• [Entries supplied]:
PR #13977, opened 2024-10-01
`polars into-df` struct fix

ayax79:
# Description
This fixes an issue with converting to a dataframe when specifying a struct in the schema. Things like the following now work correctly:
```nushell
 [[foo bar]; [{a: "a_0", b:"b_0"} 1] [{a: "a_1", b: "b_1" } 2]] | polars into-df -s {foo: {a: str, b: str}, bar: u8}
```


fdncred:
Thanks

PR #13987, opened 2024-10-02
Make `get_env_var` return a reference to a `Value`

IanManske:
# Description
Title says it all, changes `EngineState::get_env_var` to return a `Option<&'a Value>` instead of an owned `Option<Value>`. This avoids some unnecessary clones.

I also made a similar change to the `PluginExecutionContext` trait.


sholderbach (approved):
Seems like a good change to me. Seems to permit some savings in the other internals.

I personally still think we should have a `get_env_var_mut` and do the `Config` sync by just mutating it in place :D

• [What to produce]:
Please output every record, keeping each line exact.

• [Task result]:
PR #13977, opened 2024-10-01
`polars into-df` struct fix

ayax79:
# Description
This fixes an issue with converting to a dataframe when specifying a struct in the schema. Things like the following now work correctly:
```nushell
 [[foo bar]; [{a: "a_0", b:"b_0"} 1] [{a: "a_1", b: "b_1" } 2]] | polars into-df -s {foo: {a: str, b: str}, bar: u8}
```


fdncred:
Thanks

PR #13987, opened 2024-10-02
Make `get_env_var` return a reference to a `Value`

IanManske:
# Description
Title says it all, changes `EngineState::get_env_var` to return a `Option<&'a Value>` instead of an owned `Option<Value>`. This avoids some unnecessary clones.

I also made a similar change to the `PluginExecutionContext` trait.


sholderbach (approved):
Seems like a good change to me. Seems to permit some savings in the other internals.

I personally still think we should have a `get_env_var_mut` and do the `Config` sync by just mutating it in place :D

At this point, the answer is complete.